START Information supplied

PR #71, opened 2021-03-04
Default Function Arguments

chrisnevers:
* Add `verifyFormals` to confirm parameters with default arguments come after normal parameters. Used when evaluating arrow expressions.
* Add `instDefaultArgs` to utilize default args if necessary. Used when evaluating closure applications.


hs/src/Reach/Eval/Core.hs
```diff
@@ -2045,10 +2065,11 @@ evalApplyVals rator randvs =
     SLV_Clo clo_at mname formals (JSBlock body_a body _) (SLCloEnv clo_penvs clo_cenv) -> do
       ret <- ctxt_alloc
       let body_at = srcloc_jsa "block" body_a clo_at
+      let err = Err_Apply_ArgCount clo_at (length formals) (length randvs)
+      instArgs <- instDefaultArgs err formals randvs
```
jeapostrophe, line 2069: This function includes a call to `evalExpr`, which means that the way you have it not, it has access to scope (i.e. environment) of the caller and it can make changes to the state. I think this is dangerous.

Instead, I think it should be evaluated in the closure environment and with a pure version of whichever mode we're currently in (local or consensus)

Later, it would be good to be able to support things like `(x, y, z = (x + y)) => ....`, which would require more work (so make a note of that somewhere, either in the code & a non-example or in trello)

jeapostrophe (changes requested):

hs/src/Reach/Eval/Core.hs
chrisnevers: That makes sense, is there any pattern already established for evaluating in a new environment? Should I just temporarily change `e_st.st_mode` and `e_sco`?

jeapostrophe: Use `locStMode` for changing the mode and `locSco`. You should be able to do `locStMode (pureVersionOf whatEverCurrentModeIs) $ locSco clo_sco $ instDefaultArgs .....` and then if you dig deeper and get the `(x + y)` example working, it will require some surgery in `evalDecls` (which I *think* should NOT apply to other places where `evalDecls` is used)

chrisnevers: I ended up not having to make any changes to `evalDecl` by inlining the process into `instDefaultArgs` as opposed to doing it sequentially

hs/test-examples/features/default_fn_arguments_dependant.rsh
```diff
@@ -0,0 +1,14 @@
...
+
+export const foo = (x, y, z = (x + y + a), t = z - 2, u = x + x) =>
+  x + y + z + t + u;
+
+export const main =
+  Reach.App(
+    {},
+    [Participant('A', {})],
+    (A) => {
+      assert(foo(1, 2) == 13);
```
jeapostrophe, line 13: Can we add a `const a = 10;` or something above this as a test that it isn't using the caller environment? (I believe the code is right, but I want that tested explicitly)

hs/src/Reach/Eval/Core.hs
```diff
@@ -2078,6 +2076,12 @@ evalApplyVals rator randvs =
                , sco_penvs = clo_penvs
                , sco_cenv = clo_cenv
                })
+      m <- readSt st_mode
+      arg_env <-
+        locStMode (pure_mode m) $
+          locSco clo_sco $
+            instDefaultArgs mempty err formals randvs
+      at <- withAt id
```
jeapostrophe, line 2084: Very nice!

jeapostrophe (changes requested):

jeapostrophe:
Otherwise, good to go!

END Information supplied

▶ _Assigned task_
Report how many lines in the data include the word "caller", and give nothing but the count.

▶ _Written answer_
2